Records for the exercise Block Start
PR #24632, opened 2025-09-11
Fix kitchen island and satchel interaction

### LINKED ISSUE #24627: Kitchen Island Teleporation
### Labels

[BUG][MAJOR]

### Description

Food that was previously on a kitchen island by produce satchel will teleport back to that island once the island is moved.

### Steps to reproduce

1. Click drag food onto a kitchen island from a produce satchel
2. Take the food off of the kitchen island and place it anywhere or in your produce satchel
3. Move the kitchen island and then it will either teleport the food back on the kitchen island or remove it from your produce satchel.

### Expected Behavior

The food would stay where it was placed.

Reported by: pixeox
Client version: 516.1667
Active test merges: #24159 and #24582
Round log date: 2025-09-09-09-00
Reported on: 2025-09-09 09:56:03
Round ID: [212538](https://goonhub.com/rounds/212538)

Egregorious:
## About the PR 

This affects surgery trays and kitchen islands. Items are properly detached from the island when quickfilled into the satchel, and satchels can dump their contents onto it. This stops items teleporting back onto the island after being quickfilled into satchels.

Added the COMSIG_ITEM_STORED signal which is triggered whenever an item is stored in a satchel or item container. Surgery trays register this to detach items when they're quickfilled into a satchel. 

Surgery tables override `place_on` for attaching items. Satchels use `place_on` to dump their contents instead of `set_loc`.

## Why's this needed? 

Fixes #24627

Surgery trays and kitchen islands are moveable tables, you should be able to dump satchels out onto them the same way you can do regular tables.

## Testing 

Before:

https://github.com/user-attachments/assets/3f3f057f-d992-41c6-99dc-3ec2668b42e8

After:

https://github.com/user-attachments/assets/4abf55ee-1665-4a61-958f-e55c5c138e55

### DIFF
--- a/code/obj/item/satchel.dm
+++ b/code/obj/item/satchel.dm
@@ -188,7 +188,7 @@
 			if (length(src.contents) < 1)
 				boutput(usr, SPAN_ALERT("There's nothing in [src]!"))
 			else
-        var/obj/table = over_object
+				var/obj/table = over_object
 				usr.visible_message(SPAN_NOTICE("[usr] dumps out [src]'s contents onto [over_object]!"))
 				for (var/obj/item/thing in src.contents)
 					table.place_on(thing)


code/obj/item/satchel.dm
```diff
@@ -164,6 +164,7 @@
 				I.add_fingerprint(user)
 				if (!max_stack_reached && (length(src.contents) < src.maxitems)) // if we split up the item and it was more than the satchel can find we should not add the rest
 					I.set_loc(src)
+					SEND_SIGNAL(I, COMSIG_ITEM_PICKUP, user)
```
TobleroneSwordfish: I feel like this will break a lot of things, what is the pickup behaviour you're trying to get and could you just call that part directly instead?

_std/defines/component_defines/component_defines_atom.dm
```diff
@@ -141,7 +141,7 @@
 	#define COMSIG_ITEM_EQUIPPED "itm_equip"
 	/// When an item is unequipped (user)
 	#define COMSIG_ITEM_UNEQUIPPED "itm_unequip"
-	/// When an item is picked up (user)
+	/// When an item is picked up (user) - the item is not always in the user's hands
```
TobleroneSwordfish: .

code/obj/item/satchel.dm
Egregorious: The signal is how the tray knows to detach an item, so it doesn't try to teleport the item back to itself when it gets dragged. A direct call requires the satchel to check for a surgery table on the location of every item it tries to pick up, which seems wildly inefficient. 

The better solution is probably to add a signal for putting an item inside another item, or maybe just for quickfills, so I'll do that. Could also add a signal for any time `set_loc` is called, but perhaps that's too expensive I don't know.

Egregorious: I added COMSIG_ITEM_STORED, which is triggered when an item is stored in a container or a satchel. Tested it, it works and obviously it doesn't break anything to do with COMSIG_ITEM_PICKUP.

Tarmunora (approved):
Records for the exercise Block End
Each line of the data needs to be repeated exactly.

PR #24632, opened 2025-09-11
Fix kitchen island and satchel interaction

### LINKED ISSUE #24627: Kitchen Island Teleporation
### Labels

[BUG][MAJOR]

### Description

Food that was previously on a kitchen island by produce satchel will teleport back to that island once the island is moved.

### Steps to reproduce

1. Click drag food onto a kitchen island from a produce satchel
2. Take the food off of the kitchen island and place it anywhere or in your produce satchel
3. Move the kitchen island and then it will either teleport the food back on the kitchen island or remove it from your produce satchel.

### Expected Behavior

The food would stay where it was placed.

Reported by: pixeox
Client version: 516.1667
Active test merges: #24159 and #24582
Round log date: 2025-09-09-09-00
Reported on: 2025-09-09 09:56:03
Round ID: [212538](https://goonhub.com/rounds/212538)

Egregorious:
## About the PR 

This affects surgery trays and kitchen islands. Items are properly detached from the island when quickfilled into the satchel, and satchels can dump their contents onto it. This stops items teleporting back onto the island after being quickfilled into satchels.

Added the COMSIG_ITEM_STORED signal which is triggered whenever an item is stored in a satchel or item container. Surgery trays register this to detach items when they're quickfilled into a satchel. 

Surgery tables override `place_on` for attaching items. Satchels use `place_on` to dump their contents instead of `set_loc`.

## Why's this needed? 

Fixes #24627

Surgery trays and kitchen islands are moveable tables, you should be able to dump satchels out onto them the same way you can do regular tables.

## Testing 

Before:

https://github.com/user-attachments/assets/3f3f057f-d992-41c6-99dc-3ec2668b42e8

After:

https://github.com/user-attachments/assets/4abf55ee-1665-4a61-958f-e55c5c138e55

### DIFF
--- a/code/obj/item/satchel.dm
+++ b/code/obj/item/satchel.dm
@@ -188,7 +188,7 @@
 			if (length(src.contents) < 1)
 				boutput(usr, SPAN_ALERT("There's nothing in [src]!"))
 			else
-        var/obj/table = over_object
+				var/obj/table = over_object
 				usr.visible_message(SPAN_NOTICE("[usr] dumps out [src]'s contents onto [over_object]!"))
 				for (var/obj/item/thing in src.contents)
 					table.place_on(thing)


code/obj/item/satchel.dm
```diff
@@ -164,6 +164,7 @@
 				I.add_fingerprint(user)
 				if (!max_stack_reached && (length(src.contents) < src.maxitems)) // if we split up the item and it was more than the satchel can find we should not add the rest
 					I.set_loc(src)
+					SEND_SIGNAL(I, COMSIG_ITEM_PICKUP, user)
```
TobleroneSwordfish: I feel like this will break a lot of things, what is the pickup behaviour you're trying to get and could you just call that part directly instead?

_std/defines/component_defines/component_defines_atom.dm
```diff
@@ -141,7 +141,7 @@
 	#define COMSIG_ITEM_EQUIPPED "itm_equip"
 	/// When an item is unequipped (user)
 	#define COMSIG_ITEM_UNEQUIPPED "itm_unequip"
-	/// When an item is picked up (user)
+	/// When an item is picked up (user) - the item is not always in the user's hands
```
TobleroneSwordfish: .

code/obj/item/satchel.dm
Egregorious: The signal is how the tray knows to detach an item, so it doesn't try to teleport the item back to itself when it gets dragged. A direct call requires the satchel to check for a surgery table on the location of every item it tries to pick up, which seems wildly inefficient. 

The better solution is probably to add a signal for putting an item inside another item, or maybe just for quickfills, so I'll do that. Could also add a signal for any time `set_loc` is called, but perhaps that's too expensive I don't know.

Egregorious: I added COMSIG_ITEM_STORED, which is triggered when an item is stored in a container or a satchel. Tested it, it works and obviously it doesn't break anything to do with COMSIG_ITEM_PICKUP.

Tarmunora (approved):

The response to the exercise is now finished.